Let the Fourier transform $\mathcal{F}: \mathbb{A} \to \hat{\mathbb{A}}$ and the convolution $a * b = \mathcal{F^{-1}}(\mathcal{F}(a).\mathcal{F}(b))$.
As an algebra, $\mathbb{A}$ is isomorphic to a direct sum of matrix algebras. Let $B = \{b_1, \dots , b_n \}$ a matrix basis.

Let the structure constants $(c^{\gamma}_{\alpha \beta})$ and $(d^{\gamma}_{\alpha \beta})$ of the comultiplication $\Delta$ and the convolution product $*$ given by $\Delta(b_{\gamma}) = \sum_{\alpha \beta} c^{\gamma}_{\alpha \beta} . b_{\alpha} \otimes b_{\beta}$ and $b_\alpha*b_\beta= \sum_\gamma {d}_{\alpha\beta}^\gamma b_\gamma$.

Question: Is $d^{\gamma}_{\alpha \beta} = \delta \overline{c^{\gamma}_{\alpha \beta}}$?
[with $\delta = dim(\mathbb{A})^{1/2}$]

Remark: See proposition 8.16 p40 of this paper for a proof in the non-weak case.


There is the following definition of the Fourier transform in the planar algebra framework, but I guess there is an equivalent definition in the Hopf algebra framework.

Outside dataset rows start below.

PR #1849, opened 2021-04-07
[RDY] Use service quality in picking staff member from multi occupancy rooms

tobylane:
- Merge the specific (and slightly different) getStaffMembers from the rooms that extend it into the original in room.
- Use service quality rather than skill or tiredness alone.

### DIFF
--- a/CorsixTH/Lua/entities/humanoids/staff.lua
+++ b/CorsixTH/Lua/entities/humanoids/staff.lua
@@ -670,19 +670,20 @@ function Staff:getDrawingLayer()
   return 4
 end
 
---! Estimate staff service quality based on skills, fatigue and happiness.
+--! Estimate staff service quality based on skills, restfulness (inverse of fatigue) and happiness.
 --!return (float) between [0-1] indicating quality of the service.
 function Staff:getServiceQuality()
   -- weights
   local skill_weight = 0.7
-  local fatigue_weight = 0.2
+  local restfulness_weight = 0.2
   local happiness_weight = 0.1
 
   local weighted_skill = skill_weight * self.profile.skill
-  local weighted_fatigue = fatigue_weight * self.attributes["fatigue"]
+  -- Less fatigue is better
+  local weighted_restfulness = restfulness_weight * (1 - self.attributes["fatigue"])
   local weighted_happiness = happiness_weight * self.attributes["happiness"]
 
-  return weighted_skill + weighted_fatigue + weighted_happiness
+  return weighted_skill + weighted_restfulness + weighted_happiness
 end
 
 --[[ Return string representation
--- a/CorsixTH/Lua/room.lua
+++ b/CorsixTH/Lua/room.lua
@@ -429,10 +429,20 @@ function Room:createDealtWithPatientCallback(humanoid)
 end
 
 --! Get the current staff member.
--- Can be overridden in rooms with multiple staff members to return the desired one.
+-- In multi-occupancy rooms this returns the staff member with the minimum service quality
 --!return (staff) The current staff member.
 function Room:getStaffMember()
-  return self.staff_member
+  if not self.staff_member_set then return self.staff_member end
+
+  local staff
+  for staff_member, _ in pairs(self.staff_member_set) do
+    if not staff_member.fired and not staff_member:hasLeavingAction() then
+      if not staff or staff:getServiceQuality() > staff_member:getServiceQuality() then
+        staff = staff_member
+      end
+    end
+  end
+  return staff
 end
 
 --! Set the current staff member.
--- a/CorsixTH/Lua/entities/humanoid.lua
+++ b/CorsixTH/Lua/entities/humanoid.lua
@@ -929,13 +929,14 @@ function Humanoid:tostring()
 
   local result = string.format("%s - class: %s", full_name, class)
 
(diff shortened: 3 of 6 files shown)


CorsixTH/Lua/room.lua
```diff
@@ -429,10 +429,24 @@ function Room:createDealtWithPatientCallback(humanoid)
...
+  if not self.staff_member_set then return self.staff_member end
+
+  local staff
+  for staff_member, _ in pairs(self.staff_member_set) do
+    if staff and not staff_member.fired and not staff_member:hasLeavingAction() then
+      if staff:getServiceQuality() > staff_member:getServiceQuality() then
+        staff = staff_member
+      end
+    else
+      if not staff_member.fired and not staff_member:hasLeavingAction() then
```
Alberth289346, line 444: In a room with more staff, if `staff` is not nil but `staff_member:hasLeavingAction()` is true, you first check all conditions at line 439. That fails, and then you check the last 2 again at line 444.

The simpler and cheaper form is to first check the conditions like at line 444, and if these hold, decide whether to also take the service quality into account based on the value of `staff`.

CorsixTH/Lua/room.lua
```diff
@@ -429,10 +429,24 @@ function Room:createDealtWithPatientCallback(humanoid)
 end
 
 --! Get the current staff member.
--- Can be overridden in rooms with multiple staff members to return the desired one.
+-- In multi-occupancy rooms this returns the staff member with the minimum service quality
 --!return (staff) The current staff member.
 function Room:getStaffMember()
-  return self.staff_member
+  if not self.staff_member_set then return self.staff_member end
```
Alberth289346, line 435: The simpler system is to always have a set of staff members, even for rooms with 1 staff member. It allows to always use the same system to access staff members for every room, instead of having to distinguish for different cases all throughout the code.

tobylane:
Improved the loop. The change for all rooms to have a staff member set will be separate.

CorsixTH/Lua/room.lua
```diff
@@ -429,10 +429,20 @@ function Room:createDealtWithPatientCallback(humanoid)
...
+
+  local staff
+  for staff_member, _ in pairs(self.staff_member_set) do
+    if not staff_member.fired and not staff_member:hasLeavingAction() then
+      if not staff or (staff and staff:getServiceQuality() > staff_member:getServiceQuality()) then
```
Alberth289346, line 440: If `not staff` holds, the second part of the `or` isn't evaluated.

If `not staff` fails, the second part of the `or` is evaluated, but there `staff` then always holds, since `not staff` failed.
In other words, no need to test for `staff` in the second part, as you already checked that by a failing `not staff` in the first part of the `or`.

tobylane: Good, done.

Alberth289346:
Looks fine to me.

CorsixTH/Lua/entities/humanoids/staff.lua
```diff
@@ -670,19 +670,19 @@ function Staff:getDrawingLayer()
...
 end
 
---! Estimate staff service quality based on skills, fatigue and happiness.
+--! Estimate staff service quality based on skills, restfulness (inverse of fatigue) and happiness.
 --!return (float) between [0-1] indicating quality of the service.
 function Staff:getServiceQuality()
   -- weights
   local skill_weight = 0.7
-  local fatigue_weight = 0.2
+  local rest_weight = -0.2 -- Less fatigue is better
```
lewri, line 678: With this new variable, we should probably protect against the service quality going <0. It's highly unlikely but could happen if you have a verrrryyy tired unskilled staff member who's miserable.

lewri: Also that now this is a negative number we the variable name may need a tweak

tobylane: The function doc says [0-1] so a minimum of 0 will be enforced.

CorsixTH/Lua/entities/humanoids/staff.lua
```diff
@@ -670,19 +670,21 @@ function Staff:getDrawingLayer()
...
   -- weights
   local skill_weight = 0.7
-  local fatigue_weight = 0.2
+  local restfulness_weight = 0.2
   local happiness_weight = 0.1
 
   local weighted_skill = skill_weight * self.profile.skill
-  local weighted_fatigue = fatigue_weight * self.attributes["fatigue"]
+  -- Less fatigue is better
+  local weighted_restfulness = restfulness_weight * -self.attributes["fatigue"]
```
lewri, line 683: You've introduced a caveat here where service quality can no longer go above 0.8. Instead consider this. 
```suggestion
  local weighted_restfulness = 0.2 + (restfulness_weight * -self.attributes["fatigue"])
```
Or to be more logical make it so the + is the -

CorsixTH/Lua/room.lua
```diff
@@ -429,10 +429,20 @@ function Room:createDealtWithPatientCallback(humanoid)
...
+
+  local staff
+  for staff_member, _ in pairs(self.staff_member_set) do
+    if not staff_member.fired and not staff_member:hasLeavingAction() then
+      if not staff or staff:getServiceQuality() > staff_member:getServiceQuality() then
+        staff = staff_member
+      end
+    end
+  end
+  return staff
```
Alberth289346, line 445: No need to actually change imho, but if you used `selected_staff` instead of `staff` code would have been very slightly more easy to read.

tobylane:
Ready.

A finite dimensional weak Hopf $C^*$algebra is by definition a finite dimensional weak Kac algebra.
If we consider the finite index depth $2$ subfactor planar algebra $\mathcal{P} = \mathcal{P}(R \subset R\rtimes \mathbb{A})$, with $R$ the hyperfinite ${\rm II}_1$ factor, then $\mathbb{A}$ and $\hat{\mathbb{A}}$ are the $2$-boxes algebras $\mathcal{P}_{2,+}$ and $\mathcal{P}_{2,-}$.
The Fourier transform $\mathcal{F} : \mathcal{P}_{2,\pm} \to \mathcal{P}_{2,\mp}$ is the $1$-click rotation (see for example here p9).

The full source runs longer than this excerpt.